Your objective:
Copy each line of the entries that includes the word "disable".

(Records from a data source)

-- -- --

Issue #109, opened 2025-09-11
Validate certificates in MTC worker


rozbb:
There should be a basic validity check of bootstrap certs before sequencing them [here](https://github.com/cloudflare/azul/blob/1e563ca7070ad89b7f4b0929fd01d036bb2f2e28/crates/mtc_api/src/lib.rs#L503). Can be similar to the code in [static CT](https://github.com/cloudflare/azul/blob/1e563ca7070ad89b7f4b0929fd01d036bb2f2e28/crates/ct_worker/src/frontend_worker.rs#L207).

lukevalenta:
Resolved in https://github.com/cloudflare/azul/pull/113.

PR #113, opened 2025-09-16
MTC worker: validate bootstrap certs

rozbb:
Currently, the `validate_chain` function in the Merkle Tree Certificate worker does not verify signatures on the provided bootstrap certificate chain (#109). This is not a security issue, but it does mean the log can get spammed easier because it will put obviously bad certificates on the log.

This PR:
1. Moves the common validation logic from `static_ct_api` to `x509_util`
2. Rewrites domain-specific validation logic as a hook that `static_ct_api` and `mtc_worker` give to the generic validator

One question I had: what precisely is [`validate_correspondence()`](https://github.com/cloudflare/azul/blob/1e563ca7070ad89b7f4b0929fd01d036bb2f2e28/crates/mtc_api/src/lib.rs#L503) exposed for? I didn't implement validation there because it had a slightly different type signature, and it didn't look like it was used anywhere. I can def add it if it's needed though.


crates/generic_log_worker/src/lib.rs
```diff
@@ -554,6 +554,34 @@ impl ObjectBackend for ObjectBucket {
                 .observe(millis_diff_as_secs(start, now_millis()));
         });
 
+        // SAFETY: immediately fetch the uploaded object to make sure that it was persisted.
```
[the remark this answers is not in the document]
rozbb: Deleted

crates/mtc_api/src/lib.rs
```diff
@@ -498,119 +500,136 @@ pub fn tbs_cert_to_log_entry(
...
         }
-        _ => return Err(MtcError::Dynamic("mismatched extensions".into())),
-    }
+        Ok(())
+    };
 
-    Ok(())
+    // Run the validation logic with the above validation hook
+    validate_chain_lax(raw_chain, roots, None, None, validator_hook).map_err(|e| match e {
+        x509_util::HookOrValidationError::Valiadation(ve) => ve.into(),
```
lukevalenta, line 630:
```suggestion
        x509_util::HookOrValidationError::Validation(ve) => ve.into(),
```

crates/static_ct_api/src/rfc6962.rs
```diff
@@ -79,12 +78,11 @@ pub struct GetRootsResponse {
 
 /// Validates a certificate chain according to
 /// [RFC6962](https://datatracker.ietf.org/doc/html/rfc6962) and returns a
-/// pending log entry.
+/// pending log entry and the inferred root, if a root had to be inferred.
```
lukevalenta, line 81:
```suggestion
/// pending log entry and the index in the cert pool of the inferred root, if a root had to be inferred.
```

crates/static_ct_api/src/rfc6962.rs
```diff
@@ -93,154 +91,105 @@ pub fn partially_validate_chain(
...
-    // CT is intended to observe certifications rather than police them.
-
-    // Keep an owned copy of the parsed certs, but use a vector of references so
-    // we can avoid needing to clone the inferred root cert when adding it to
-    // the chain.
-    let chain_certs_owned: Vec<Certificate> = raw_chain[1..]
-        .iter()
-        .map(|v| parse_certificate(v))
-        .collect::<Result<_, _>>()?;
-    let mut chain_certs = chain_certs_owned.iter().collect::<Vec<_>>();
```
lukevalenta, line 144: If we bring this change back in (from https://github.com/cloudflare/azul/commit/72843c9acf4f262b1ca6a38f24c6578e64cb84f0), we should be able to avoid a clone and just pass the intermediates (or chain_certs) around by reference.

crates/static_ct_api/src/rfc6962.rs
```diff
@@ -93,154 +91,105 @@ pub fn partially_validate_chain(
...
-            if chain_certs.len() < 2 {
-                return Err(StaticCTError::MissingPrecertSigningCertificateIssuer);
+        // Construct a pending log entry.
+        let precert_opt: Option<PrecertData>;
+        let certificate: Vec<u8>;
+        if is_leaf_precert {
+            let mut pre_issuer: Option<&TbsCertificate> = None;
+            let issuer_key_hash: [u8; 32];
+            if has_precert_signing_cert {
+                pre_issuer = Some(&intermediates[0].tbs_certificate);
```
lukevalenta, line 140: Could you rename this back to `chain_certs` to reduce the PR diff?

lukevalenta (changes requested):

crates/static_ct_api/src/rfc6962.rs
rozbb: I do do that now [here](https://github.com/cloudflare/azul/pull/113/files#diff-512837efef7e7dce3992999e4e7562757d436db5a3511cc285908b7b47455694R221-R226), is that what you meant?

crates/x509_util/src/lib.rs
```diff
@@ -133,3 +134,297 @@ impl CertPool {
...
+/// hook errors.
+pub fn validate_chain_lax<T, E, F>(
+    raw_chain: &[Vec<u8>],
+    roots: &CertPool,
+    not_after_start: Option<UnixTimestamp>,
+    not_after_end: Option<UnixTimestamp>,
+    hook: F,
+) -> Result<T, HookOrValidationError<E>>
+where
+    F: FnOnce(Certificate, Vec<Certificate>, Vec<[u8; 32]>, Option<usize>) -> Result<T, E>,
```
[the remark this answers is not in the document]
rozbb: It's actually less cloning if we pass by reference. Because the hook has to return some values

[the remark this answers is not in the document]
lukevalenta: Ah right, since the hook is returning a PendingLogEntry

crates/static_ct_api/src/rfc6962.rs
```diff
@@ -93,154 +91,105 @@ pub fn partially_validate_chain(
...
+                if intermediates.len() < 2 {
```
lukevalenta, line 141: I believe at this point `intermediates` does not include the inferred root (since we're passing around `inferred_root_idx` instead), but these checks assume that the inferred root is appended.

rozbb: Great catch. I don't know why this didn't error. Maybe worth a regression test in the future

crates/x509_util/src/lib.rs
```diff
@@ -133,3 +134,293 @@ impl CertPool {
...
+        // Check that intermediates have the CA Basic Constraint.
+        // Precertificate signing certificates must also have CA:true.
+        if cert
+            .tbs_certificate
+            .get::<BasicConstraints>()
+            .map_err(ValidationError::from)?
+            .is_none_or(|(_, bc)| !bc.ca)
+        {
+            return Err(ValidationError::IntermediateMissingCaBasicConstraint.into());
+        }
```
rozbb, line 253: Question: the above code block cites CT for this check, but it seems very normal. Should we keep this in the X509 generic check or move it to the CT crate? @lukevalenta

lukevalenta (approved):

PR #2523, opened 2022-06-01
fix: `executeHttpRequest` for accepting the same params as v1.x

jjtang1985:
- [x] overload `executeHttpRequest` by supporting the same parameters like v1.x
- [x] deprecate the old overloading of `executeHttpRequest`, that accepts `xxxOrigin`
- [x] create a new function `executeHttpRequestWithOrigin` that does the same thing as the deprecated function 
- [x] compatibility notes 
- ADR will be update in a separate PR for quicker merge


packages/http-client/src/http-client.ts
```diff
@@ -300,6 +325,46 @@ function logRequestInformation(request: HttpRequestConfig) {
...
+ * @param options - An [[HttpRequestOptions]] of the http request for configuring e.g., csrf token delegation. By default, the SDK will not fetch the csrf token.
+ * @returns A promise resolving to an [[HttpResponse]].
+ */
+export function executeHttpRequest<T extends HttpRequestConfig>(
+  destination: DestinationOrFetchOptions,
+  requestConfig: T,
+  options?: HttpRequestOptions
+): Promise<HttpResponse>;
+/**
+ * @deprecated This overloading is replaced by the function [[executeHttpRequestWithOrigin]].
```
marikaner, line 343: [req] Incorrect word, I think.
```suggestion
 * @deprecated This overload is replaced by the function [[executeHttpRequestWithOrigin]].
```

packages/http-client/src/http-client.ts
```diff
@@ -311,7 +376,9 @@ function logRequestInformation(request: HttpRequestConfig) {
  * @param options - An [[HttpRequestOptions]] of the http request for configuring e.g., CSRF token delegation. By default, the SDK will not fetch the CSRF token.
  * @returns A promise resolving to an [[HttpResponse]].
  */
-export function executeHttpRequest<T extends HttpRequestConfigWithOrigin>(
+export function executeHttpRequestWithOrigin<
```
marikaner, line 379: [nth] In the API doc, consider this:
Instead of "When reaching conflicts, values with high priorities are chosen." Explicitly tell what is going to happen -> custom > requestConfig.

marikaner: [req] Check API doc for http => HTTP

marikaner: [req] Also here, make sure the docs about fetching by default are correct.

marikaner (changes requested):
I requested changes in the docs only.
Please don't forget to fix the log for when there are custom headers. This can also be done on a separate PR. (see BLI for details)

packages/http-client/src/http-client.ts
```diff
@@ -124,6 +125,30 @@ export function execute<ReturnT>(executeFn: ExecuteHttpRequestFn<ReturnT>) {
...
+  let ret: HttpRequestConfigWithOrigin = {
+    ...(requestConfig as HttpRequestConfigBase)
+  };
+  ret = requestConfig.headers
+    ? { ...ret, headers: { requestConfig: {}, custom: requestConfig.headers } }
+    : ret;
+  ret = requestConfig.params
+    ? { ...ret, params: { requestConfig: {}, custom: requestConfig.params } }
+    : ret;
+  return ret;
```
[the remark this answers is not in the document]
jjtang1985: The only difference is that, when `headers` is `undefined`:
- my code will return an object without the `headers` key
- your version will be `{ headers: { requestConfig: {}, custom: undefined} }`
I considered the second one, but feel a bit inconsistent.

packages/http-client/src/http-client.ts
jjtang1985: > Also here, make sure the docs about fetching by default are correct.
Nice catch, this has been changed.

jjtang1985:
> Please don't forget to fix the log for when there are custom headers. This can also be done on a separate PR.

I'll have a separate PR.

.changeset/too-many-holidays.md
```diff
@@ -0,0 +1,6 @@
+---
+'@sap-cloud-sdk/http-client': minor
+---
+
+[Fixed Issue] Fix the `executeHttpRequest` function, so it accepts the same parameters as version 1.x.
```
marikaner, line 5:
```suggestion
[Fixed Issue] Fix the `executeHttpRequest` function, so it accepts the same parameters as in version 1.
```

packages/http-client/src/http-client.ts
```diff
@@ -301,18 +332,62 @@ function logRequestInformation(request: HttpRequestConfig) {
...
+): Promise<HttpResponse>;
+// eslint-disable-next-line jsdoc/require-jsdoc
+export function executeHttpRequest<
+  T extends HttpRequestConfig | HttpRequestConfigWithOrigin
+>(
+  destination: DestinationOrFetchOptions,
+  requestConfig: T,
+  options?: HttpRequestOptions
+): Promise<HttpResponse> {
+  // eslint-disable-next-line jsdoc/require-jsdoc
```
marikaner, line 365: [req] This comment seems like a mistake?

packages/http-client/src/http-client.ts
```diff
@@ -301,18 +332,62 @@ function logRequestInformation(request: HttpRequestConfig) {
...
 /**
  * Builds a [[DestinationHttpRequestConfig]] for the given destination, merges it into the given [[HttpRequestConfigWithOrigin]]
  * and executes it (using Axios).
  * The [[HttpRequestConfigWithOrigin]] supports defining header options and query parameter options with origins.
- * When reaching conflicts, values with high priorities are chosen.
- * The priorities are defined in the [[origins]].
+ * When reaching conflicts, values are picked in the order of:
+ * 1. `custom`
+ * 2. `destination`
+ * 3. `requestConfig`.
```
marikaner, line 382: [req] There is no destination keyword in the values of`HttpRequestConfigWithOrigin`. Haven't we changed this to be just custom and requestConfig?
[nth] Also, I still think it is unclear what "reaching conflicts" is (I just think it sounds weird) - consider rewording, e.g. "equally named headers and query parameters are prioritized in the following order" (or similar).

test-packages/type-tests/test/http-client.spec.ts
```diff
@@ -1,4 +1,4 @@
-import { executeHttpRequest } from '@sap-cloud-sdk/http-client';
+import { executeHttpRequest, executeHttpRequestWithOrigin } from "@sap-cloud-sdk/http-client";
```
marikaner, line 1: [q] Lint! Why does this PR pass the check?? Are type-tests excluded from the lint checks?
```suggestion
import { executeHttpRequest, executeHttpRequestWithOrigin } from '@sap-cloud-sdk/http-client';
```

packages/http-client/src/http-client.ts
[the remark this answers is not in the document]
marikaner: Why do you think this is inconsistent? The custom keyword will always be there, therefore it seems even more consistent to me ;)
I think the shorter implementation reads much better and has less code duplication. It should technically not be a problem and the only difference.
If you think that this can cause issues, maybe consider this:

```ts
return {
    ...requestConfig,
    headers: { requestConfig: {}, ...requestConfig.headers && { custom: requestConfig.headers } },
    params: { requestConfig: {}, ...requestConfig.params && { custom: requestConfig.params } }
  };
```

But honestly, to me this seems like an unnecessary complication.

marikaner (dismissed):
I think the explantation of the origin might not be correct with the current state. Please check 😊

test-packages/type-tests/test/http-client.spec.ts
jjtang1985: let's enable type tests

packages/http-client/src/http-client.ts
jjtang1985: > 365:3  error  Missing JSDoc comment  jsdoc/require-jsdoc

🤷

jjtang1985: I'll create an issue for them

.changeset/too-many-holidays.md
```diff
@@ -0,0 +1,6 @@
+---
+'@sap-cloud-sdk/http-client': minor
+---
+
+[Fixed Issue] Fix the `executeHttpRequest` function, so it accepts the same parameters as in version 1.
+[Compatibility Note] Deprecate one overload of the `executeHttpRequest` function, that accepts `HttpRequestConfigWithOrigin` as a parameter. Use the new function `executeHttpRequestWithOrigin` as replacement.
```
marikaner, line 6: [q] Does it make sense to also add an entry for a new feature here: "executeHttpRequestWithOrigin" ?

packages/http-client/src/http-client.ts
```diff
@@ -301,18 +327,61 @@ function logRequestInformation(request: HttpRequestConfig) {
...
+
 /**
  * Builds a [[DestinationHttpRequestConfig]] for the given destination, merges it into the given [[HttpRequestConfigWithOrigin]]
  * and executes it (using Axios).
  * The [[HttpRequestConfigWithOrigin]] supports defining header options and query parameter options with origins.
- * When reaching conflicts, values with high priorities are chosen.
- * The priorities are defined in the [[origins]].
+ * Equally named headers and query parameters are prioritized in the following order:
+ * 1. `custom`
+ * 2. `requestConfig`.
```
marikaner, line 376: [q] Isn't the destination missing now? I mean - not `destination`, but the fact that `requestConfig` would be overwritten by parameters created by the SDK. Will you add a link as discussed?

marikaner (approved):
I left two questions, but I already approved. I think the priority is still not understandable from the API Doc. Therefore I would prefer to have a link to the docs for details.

-- -- --

Solution to this problem:
+// eslint-disable-next-line jsdoc/require-jsdoc
+  // eslint-disable-next-line jsdoc/require-jsdoc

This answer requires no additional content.